◆ Problem statement
Every line below that includes the word "should" needs to be copied.

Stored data
^^^^^^^^^^^^^^^^

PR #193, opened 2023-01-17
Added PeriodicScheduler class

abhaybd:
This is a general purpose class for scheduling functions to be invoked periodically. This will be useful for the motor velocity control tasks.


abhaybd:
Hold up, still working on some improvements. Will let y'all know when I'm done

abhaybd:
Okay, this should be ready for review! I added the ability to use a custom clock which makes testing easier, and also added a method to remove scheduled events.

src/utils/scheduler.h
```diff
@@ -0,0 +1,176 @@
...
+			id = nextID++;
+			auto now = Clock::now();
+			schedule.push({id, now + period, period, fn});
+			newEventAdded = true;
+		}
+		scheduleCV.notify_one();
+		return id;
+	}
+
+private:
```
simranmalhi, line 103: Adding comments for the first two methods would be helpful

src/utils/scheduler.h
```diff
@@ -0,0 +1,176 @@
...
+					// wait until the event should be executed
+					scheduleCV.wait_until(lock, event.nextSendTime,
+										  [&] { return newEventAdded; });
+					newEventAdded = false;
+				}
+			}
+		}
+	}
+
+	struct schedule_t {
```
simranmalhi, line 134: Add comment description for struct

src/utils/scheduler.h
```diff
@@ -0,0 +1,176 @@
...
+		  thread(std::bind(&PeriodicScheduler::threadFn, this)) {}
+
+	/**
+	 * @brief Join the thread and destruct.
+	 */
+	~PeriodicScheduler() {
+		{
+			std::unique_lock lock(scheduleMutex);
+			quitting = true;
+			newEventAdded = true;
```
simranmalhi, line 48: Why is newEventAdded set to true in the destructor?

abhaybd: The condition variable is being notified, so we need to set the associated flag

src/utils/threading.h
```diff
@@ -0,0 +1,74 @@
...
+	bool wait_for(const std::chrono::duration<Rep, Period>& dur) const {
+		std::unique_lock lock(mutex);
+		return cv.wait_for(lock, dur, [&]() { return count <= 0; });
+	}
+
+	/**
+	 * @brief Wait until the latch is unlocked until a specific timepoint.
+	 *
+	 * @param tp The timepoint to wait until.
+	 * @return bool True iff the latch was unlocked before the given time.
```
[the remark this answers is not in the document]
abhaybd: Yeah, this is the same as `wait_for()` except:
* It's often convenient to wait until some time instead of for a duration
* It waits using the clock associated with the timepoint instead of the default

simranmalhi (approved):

^^^^^^^^^^^^^^^^

◆ Finished exercise
Okay, this should be ready for review! I added the ability to use a custom clock which makes testing easier, and also added a method to remove scheduled events.
+					// wait until the event should be executed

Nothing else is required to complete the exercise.